RandLA-Net
RandLA-Net copied to clipboard
the difference between the number of classes
Hi ;
I tried to apply the model on my dataset, I prepared this data as Semantic3D dataset but I have 6 classes instead of 8 classes and I set the number of classes = 6 in helper_tool.py file but when I run the training the metrics = NaN
Can you help me to solve this problem and thanks in advance
Is your problem solved, because I am also facing same issue with semantic KITTI dataset. If yes, it would be helpful to share the solution.
Hi , I have not yet solved the problem and you ?

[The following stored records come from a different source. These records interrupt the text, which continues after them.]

PR #1883, opened 2018-05-16
Elide ALL commands that we are not trying to trace.

AWoloszyn:
We were ignoring some of the data, but not all of it. We would
end up adding the commands to the tree, but no observations,
this caused havok with the new memory work, since replaying
those commands would cause OOB memory accesses.

### DIFF
--- a/gapii/cc/call_observer.cpp
+++ b/gapii/cc/call_observer.cpp
@@ -61,6 +61,7 @@ CallObserver::CallObserver(SpyBase* spy, CallObserver* parent, uint8_t api)
           [](uint8_t* buffer) { return releaseBuffer(buffer); }),
       mError(0 /*GL_NO_ERROR*/),
       mApi(api),
+      mShouldTrace(false),
       mCurrentThread(core::Thread::current().id()) {
 
     // context_t initialization.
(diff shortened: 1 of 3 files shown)


gapii/cc/call_observer.cpp
```diff
@@ -118,18 +118,31 @@ void CallObserver::observePending() {
...
 
 void CallObserver::encode(const ::google::protobuf::Message* cmd) {
+    if (!mSpy->should_trace(mApi)) {
+        return;
+    }
     encoder()->object(cmd);
 }
 
 void CallObserver::exit() {
+    if (!mSpy->should_trace(mApi)) {
```
ben-clayton: This scares me. If the `should_trace` return value changes between `enter` and `exit` then You're Going To Have A Bad Time. 
Are there cases where `should_trace` should change for the lifetime of a `CallObserver`? If not, can we fetch it once and store it as a member?

AWoloszyn: There are no cases (that I know) that would make this change during a call.
The only place we change ShouldTrace is during MEC start

AWoloszyn: I can definitely store it off as a member, that will prevent this from accidentally happening.

gapii/cc/spy_base.h
```diff
@@ -89,6 +89,10 @@ class SpyBase {
         return should_trace(api) ? mEncoder : mNullEncoder;
     }
 
+    std::shared_ptr<gapii::PackEncoder> parentEncoder(uint8_t api, CallObserver* parent) {
```
ben-clayton: This feels like a bit of a clunky method. There's nothing particularly parent-specific about the implementation, and the name has no real indication of what it does. 
I wonder if it would be clearer to just expose `mNullEncoder` and let the caller do this logic. This would also deobfuscate the call to `should_trace`.

PR #1886, opened 2018-05-16
WIP: Replace memory ranges with actual byte slices.

AWoloszyn:
This has one major piece of work left to do, which is to handle
OOB reads, and "virtual" writes, as in writes that require
replays to read.

They should not be a significant amount of extra work, but will
at least be some.

I also intend on fixing all of the DO NOT CHECK THIS IN, and re-enabling all of the tests before even trying to check this in.

Preliminary performance numbers vs master:
```
report-time                 | 35.665628305    | 22.059362156  (-38.1%)
linearize-time              | 51.404897128    | 34.734433885  (-32.4%)
```

### DIFF
--- a/core/memory/arena/arena.go
+++ b/core/memory/arena/arena.go
@@ -41,7 +41,8 @@ type Arena struct{ Pointer unsafe.Pointer }
 // You must call Dispose to free the arena object and any arena-owned
 // allocations.
 func New() Arena {
-	return Arena{Pointer: unsafe.Pointer(C.arena_create())}
+	a := Arena{Pointer: unsafe.Pointer(C.arena_create())}
+	return a
 }
 
 // Dispose destructs and frees the arena and all arena-owned allocations.
@@ -52,14 +53,14 @@ func (a Arena) Dispose() {
 
 // Allocate returns a pointer to a new arena-owned, contiguous block of memory
 // of the specified size and alignment.
-func (a Arena) Allocate(size, alignment int) unsafe.Pointer {
+func (a Arena) Allocate(size, alignment uint32) unsafe.Pointer {
 	a.assertNotNil()
 	return C.arena_alloc((*C.arena)(a.Pointer), C.uint32_t(size), C.uint32_t(alignment))
 }
 
 // Reallocate reallocates the memory at ptr to the new size and alignment.
 // ptr must have been allocated from this arena.
-func (a Arena) Reallocate(ptr unsafe.Pointer, size, alignment int) unsafe.Pointer {
+func (a Arena) Reallocate(ptr unsafe.Pointer, size, alignment uint32) unsafe.Pointer {
 	a.assertNotNil()
 	return C.arena_realloc((*C.arena)(a.Pointer), ptr, C.uint32_t(size), C.uint32_t(alignment))
 }
@@ -89,7 +90,7 @@ func (a Arena) Stats() Stats {
 	return Stats{int(numAllocs), int(numBytes)}
 }
 
-func (a Arena) assertNotNil() {
+func (a *Arena) assertNotNil() {
 	if a.Pointer == nil {
 		panic("nil arena")
 	}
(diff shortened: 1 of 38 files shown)


gapis/api/state.go
```diff
@@ -142,15 +150,24 @@ func (s GlobalState) MemoryDecoder(ctx context.Context, d memory.Data) *memory.D
...
+func (s GlobalState) MemoryEncoder(ctx context.Context, p memory.PoolID, rng memory.Range) *memory.Encoder {
+	return memory.NewEncoder(s.MemoryWriter(ctx, p, rng), s.MemoryLayout)
 }
 
 // Alloc allocates a memory range using the Allocator associated with
 // the given State, and returns a AllocResult that can be used to access the
 // pointer, and range.
 func (s *GlobalState) Alloc(ctx context.Context, size uint64) (AllocResult, error) {
-	at, err := s.Allocator.Alloc(size, 8)
+	// Force at least one byte to be allocated,
```
AWoloszyn: We could also just return nullptr here, and handle frees of nullptr specially. (a-la malloc/free)

gapis/config/config.go
```diff
@@ -18,7 +18,7 @@ package config
 const (
 	DebugReplay                = false
 	DebugReplayBuilder         = false
-	DisableDeadCodeElimination = false
+	DisableDeadCodeElimination = true
```
AWoloszyn: Definitely have to remove this

gapis/memory/blob.go
```diff
@@ -20,6 +20,7 @@ import (
 	"fmt"
 	"io"
 
+	// REMOVE THIS BEFORE CHECKING IN
```
AWoloszyn: Just the comment... don't remove anything else but the comment that says "Remove"

gapis/memory/pool.go
```diff
@@ -62,65 +69,223 @@ const (
...
+		panic(fmt.Sprintf("Could not find allocation in pool: %+v, %+v, %+v", base, allocation, m.allocations))
+	}
+	return i
+}
+
+func (m *Pool) mustGetOffsetAndAllocation(rng Range) (int, uint64) {
+	i := m.mustGetAllocation(rng.Base)
+	allocation := m.allocations[i]
+	if allocation.offset+allocation.size < rng.Base+rng.Size {
+		panic(fmt.Sprintf("Slicing outside of range %+v %+v %+v \n\n---------------------------\n%+v\n----------------------\n", rng, rng.Size, allocation, m.allocations))
```
AWoloszyn: We probably want to make this a bit of a nicer message, it is useful for debug, but prints out EVERY valid range in the pool.

gapii/cc/vulkan_mid_execution.cpp
```diff
@@ -293,7 +293,7 @@ void VulkanSpy::prepareGPUBuffers(CallObserver *observer, PackEncoder *group,
     pool->buffer = nullptr;
 
     memory::Observation observation;
-    observation.set_base(0);
+    observation.set_base(pool->size - 1);
```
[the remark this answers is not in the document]
AWoloszyn: The point of these observations was to have at least one observations in every pool, so that we can create them correctly on replay side, without having to go through the state tree, find all of the pools, and create them that way.

But since now we have to pre-specify the size of a pool, now these observations occur at the end of the pool, so that the first observations we have encompass the entire pool.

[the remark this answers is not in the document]
ben-clayton: Ah okay, it's this weird 0 sized observation thing. Fair enough.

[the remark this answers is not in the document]
ben-clayton: A comment here explaining what you just said would be lovely.

core/memory/arena/arena.go
```diff
@@ -39,33 +41,41 @@ type Arena struct{ Pointer unsafe.Pointer }
 // New constructs a new arena.
 // You must call Dispose to free the arena object and any arena-owned
 // allocations.
-func New() Arena {
-	return Arena{Pointer: unsafe.Pointer(C.arena_create())}
+func New() *Arena {
+	a := &Arena{Pointer: unsafe.Pointer(C.arena_create())}
+	runtime.SetFinalizer(a, func(a *Arena) {
+		numBytes := a.Stats().NumBytesAllocated
```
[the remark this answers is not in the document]
AWoloszyn: (forcing a double indirection for debug reasons is not good).
This was not intended to be done for debug reasons, but specifically so we could call Dispose at a "reasonable" time. (i.e. when the arena is no longer referenced).

If we passed this around as a non-pointer, then we would run into the issue where we cannot automatically dispose of the object. That being said we could move SetFinalizer() into pool, and then destroy the arena when the pool goes out of scope.

I was not sure the best place to have the automatic cleanup take place.

gapis/memory/blob.go
AWoloszyn: Well Remove this comment of course

AWoloszyn:
This is so out of date now, its not worth keeping around. I will resurrect if needed in the future.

I kind of solved it but the issue is with new classes the network doesn't optimize. I changed the semantic KITTI classes from 19 to 17 and also changed the https://github.com/QingyongHu/RandLA-Net/blob/6b5445f5f279d33d2335e85ed39ca8b68cb1c57e/helper_tool.py#L256 by removing the weights of classes which are not needed.
Hi , I've done this before but still the problem of NaN , please see screenshot (I have 6 classes )
I think the problem is with division if your denominator is zero then leads to infinity which leads to NaN. I would try adding a small constant of 1e-6 to denominator (like float(expression+1e-6)) and run. Please let me know the status if you run like this.
I tested this but unfortunately still the same problem, please if you have other ways to solve the problem and thank you in advance
I think the problem is in this part:
Hi , Is your problem solved ? , if yes, it would be helpful to share the solution. thank you in advance
Hi Unfortuntely no, I didn't solve it.